Is rating volatility a bug or a feature? [Forked]

A post was merged into an existing topic: Why is it that handicap games are so scarce on OGS?

I’ve always imagined we used it similar to how we do ratings updates with handicap: by creating a “virtual boost” to the rating of the side taking handicap equal to whatever the stone difference is, and using that to calculate the Expected Score

3 Likes

As per usual disclaimer, I’m very far from knowing what I’m talking about here, but…
I have a feeling that if we start trying to use the tools implemented in the rating system to try to judge the rating system itself, we could easily end up doing some circular logic, and the rating system basically saying “no, I’m perfect, what are you on about?”

So if we want to devise a test on the rating system using those tools, I think we need to be very careful and sure that we’re not falling in this trap.

Anyway, I’d like to take a crack at the problem myself, but I have no idea if there’s a way to access the data about OGS games, short of continuously monitoring the public games in real time and downloading all of them.

(I’d really like if there was some kind of initiative or place where people can start learning and understanding the OGS code so that they might be able to contribute and help fix bugs eventually, but I almost feel like OGS is resigned to basically dumping all of that burden on one single person for some reason)

1 Like

Well big part of ogs code is on github online-go.com · GitHub, but i think anoek is the only one who can do anything to the rating system so its probably best to check with him about any changes.
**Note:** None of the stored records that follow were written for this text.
Issue #2749, opened 2022-10-17
[Feature] Make it easy to create/consume massive changes without breaking major version


peternied:

saratvemulapalli:
Just had a chat with @peternied. Looks like the question mostly is around the feature of supporting feature branches for the build.

peternied:
> why are breaking changes on 3.x causing problems in 2.x,1.x in plugins

Our main branches are pointing to 3.0.0 , so we default to accept work on main and then backport it to 2.x  , etc...

> Which makes sense, but the breaking changes will only go in Majors, so shouldn’t the changes be limited to 3.0 and not backport them ?

True, but the change is so disruptive that we are still working on handling it with no firm ETA.

---

> Hopefully this is something we solve with extensions.

I think this kind of break is a classic case for a mono-repo, its easy to measure impact of a change if you can see all of it at once before merging.

In distributed environments being really careful about breaking interfaces is the name of the game.  In this case there are direct dependencies passed via public interfaces and internal systems.

Extensions is a much healthy place for managing these interfaces in a more abstract way.

_Recapped from an offline conversation with @saratvemulapalli_

cliu123:
@bbarani @peternied Is it possible to have a build including OpenSearch core and all plugins for every PR of OpenSearch core before merging to surface up the potential failures in plugins earlier? Breaking changes really hold off plugins and make development on main impossible, and this could happen more frequently as more plugins start building 3.0.
Cc: @dblock @nknize

cliu123:
@opensearch-project/engineering-effectiveness  Is it possible to have a build including OpenSearch core and all plugins for every PR of OpenSearch core before merging to surface up the potential failures in plugins earlier? Breaking changes really hold off plugins and make development on main impossible, and this could happen more frequently as more plugins start building 3.0.
Cc: @dblock @nknize

reta:
@cliu123 @saratvemulapalli @peternied I believe we should think beyond just core plugins but the ecosystem as a whole. By releasing milestones (3.0.0-M1, 3.0.0-M2, ... ) we allow not only core plugins to catch up with the changes (depending on SNAPSHOT is always unstable), but allow external plugin authors to gradually prepate for what is coming. With these regards, we should not only rely on the CI/build infrastructure but keep in mind that it is not available for external plugins.

cliu123:
[...]

PR #2881, opened 2022-11-10
Add latest url update toggle on distribution workflows

peterzhuamazon:

### Description
Add latest url update toggle on distribution workflows

### Issues Resolved
https://github.com/opensearch-project/opensearch-build/issues/2649


zelinh (approved):
As offline discussion with @peterzhuamazon, the use case for this param will be when we want to pushing only OpenSearch min to maven but we want the `latest` index still pointing to the last bundle including all plugins.

gaiksaya:
@peterzhuamazon  Does this solve https://github.com/opensearch-project/opensearch-build/issues/2749 ? Would take input from there before proceeding

prudhvigodithi (approved):

peterzhuamazon:
> @peterzhuamazon Does this solve #2749 ? Would take input from there before proceeding

Thanks @gaiksaya I replied to that issue and will merge this for now.
We can always revert this as it is a very simple change.
The default option runs exactly like before.

PR #2910, opened 2022-11-16
Add custom import map plugin to 3.0.0 OSD

junqiu-lei:
Signed-off-by: Junqiu Lei <junqiu@amazon.com>

### Description
Add custom import map plugin to OSD 3.0.0 with correct plugin path.

### Issues Resolved
https://github.com/opensearch-project/dashboards-maps/issues/83

### DIFF
--- a/manifests/3.0.0/opensearch-dashboards-3.0.0.yml
+++ b/manifests/3.0.0/opensearch-dashboards-3.0.0.yml
@@ -27,3 +27,7 @@ components:
   - name: searchRelevanceDashboards
     repository: https://github.com/opensearch-project/dashboards-search-relevance.git
     ref: main
+  - name: customImportMapDashboards
+    repository: https://github.com/opensearch-project/dashboards-maps.git
+    working_directory: custom_import_map
+    ref: main
--- a/scripts/components/customImportMapDashboards/build.sh
+++ b/scripts/components/customImportMapDashboards/build.sh
@@ -69,7 +69,7 @@ fi
 
 NVM_CMD="source $NVM_DIR/nvm.sh && nvm use"
 if [ "$PLATFORM" = "windows" ]; then
-    NVM_CMD="volta install node@`cat ../../../../OpenSearch-Dashboards/.nvmrc` && volta install yarn@`jq -r '.engines.yarn' ../../../../OpenSearch-Dashboards/package.json`"
+    NVM_CMD="volta install node@`cat ../../OpenSearch-Dashboards/.nvmrc` && volta install yarn@`jq -r '.engines.yarn' ../../OpenSearch-Dashboards/package.json`"
 fi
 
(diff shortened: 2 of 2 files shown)


peterzhuamazon:
Hi @junqiu-lei would 2.4.0+ versions fail on this?
Thanks.

junqiu-lei:
@peterzhuamazon Since 2.4.0 branch cut out, in my understand, this change will only effect to OSD builds that using main branch(current 3.0.0 and future versions)

gaiksaya:
Hi @junqiu-lei ,

The question here is if we are to release 2.x or 1.x version in future which are based on respective branches, will this affect those builds?
Also @peterzhuamazon What do you think about moving this script to the respective repo rather than maintaining here which uses same scripts for all branches? In that way the right script will be checkout for right version of the component

junqiu-lei:
@gaiksaya Thanks for explanation. Another potential solution I am thinking is that we can add a conditional check for the version in the script to determine use the right path. The custom import map plugin started release from 2.2.0, so except 2.2.x and 2.3.x and 2.4.x use old path, others versions should use the new path.

gaiksaya:
> @gaiksaya Thanks for explanation. Another potential solution I am thinking is that we can add a conditional check for the version in the script to determine use the right path. The custom import map plugin started release from 2.2.0, so except 2.2.x and 2.3.x and 2.4.x use old path, others versions should use the new path.

That sounds kind of hacky to me. Overtime if would become difficult to maintain as versions go on increasing.
@dblock What do you think?

dblock:
> > @gaiksaya Thanks for explanation. Another potential solution I am thinking is that we can add a conditional check for the version in the script to determine use the right path. The custom import map plugin started release from 2.2.0, so except 2.2.x and 2.3.x and 2.4.x use old path, others versions should use the new path.
> 
> That sounds kind of hacky to me. Overtime if would become difficult to maintain as versions go on increasing. @dblock @prudhvigodithi What do you think?

Move the build script into your repo and all its branches under `scripts/`, then delete it here.

zelinh (commented):
@junqiu-lei Hi the build workflow will firstly look for the build script from the current location in our build repo and if it can't find it here, it would look for it in the respective component repo (logic from [here](https://github.com/opensearch-project/opensearch-build/blob/4a3914af5219091bda277e370661e8443aa3436c/src/paths/script_finder.py#L59)). 
As our build repo currently only maintains on main branch, it's hard for us to control any specific `build.sh` changes for different major versions. So we would recommend you to have this build script maintained in your repo so that you could update it specifically in different branches. 
Once it's created there in your component repo, make sure to remove it from here in build repo.

junqiu-lei:
Thanks team's suggestions, today I will talk with @peterzhuamazon for the workable solution.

He’s been pretty busy lately with all sort of bugfixes so i guess he would appreciate all the help possible ^^

1 Like

Yes, the code is there, but I feel that it has the same “problems” as most of the other open source projects I’ve seen so far: it’s not well documented and essentially anyone who’s not familiar with the workflow and the structure is going to have quite a hard time parsing it. If they don’t have experience working on a programming project that’s vaguely similar, I think it might as well not be open source for them.

At least it’s definitely true for me; I recently went there with the specific question “what is the exact algorithm and mathematical formula used to update ranks?” (because the famous thread announcing the rating system doesn’t explain it perfectly), and I couldn’t even find where that piece of code would be in the entire repository.

(Although I also don’t have much familiarity with github itself, and generally my only experience with programming is that of a “self-taught” amateur who has only ever wrote basic scripts, usually python, for private use, so that might be a big part of why it’s so difficult for me)

I’m not complaining, since I’m sure producing the documentation and making the code well-commented enough to be accessible to amateurs like me would be an incredible undertaking in and of itself. I’m just saying I wish there was some place where people could help each other and newcomers like me wrap their heads around the code rather than leaving each person to take it on all by themselves.

I feel like if there was such a place it would be much easier to eventually expand the dev team and help out anoek, but without it there’s kind of an accessibility bottleneck.

:person_shrugging:

Anyway, all of this is off-topic :laughing:

1 Like

It’s in the repo goratings. The is also the history of rated games to test the algorithm.

2 Likes

Oh, so that’s up to date? We were wondering earlier:

This does help me with my quest of understanding the mathematics, assuming I can understand any of it, so a big thank you :slight_smile: though I’m not sure how much it helps with the previous question of retrieving, say, the probability of one player winning predicted by the rating system without having to recalculate it from the ratings.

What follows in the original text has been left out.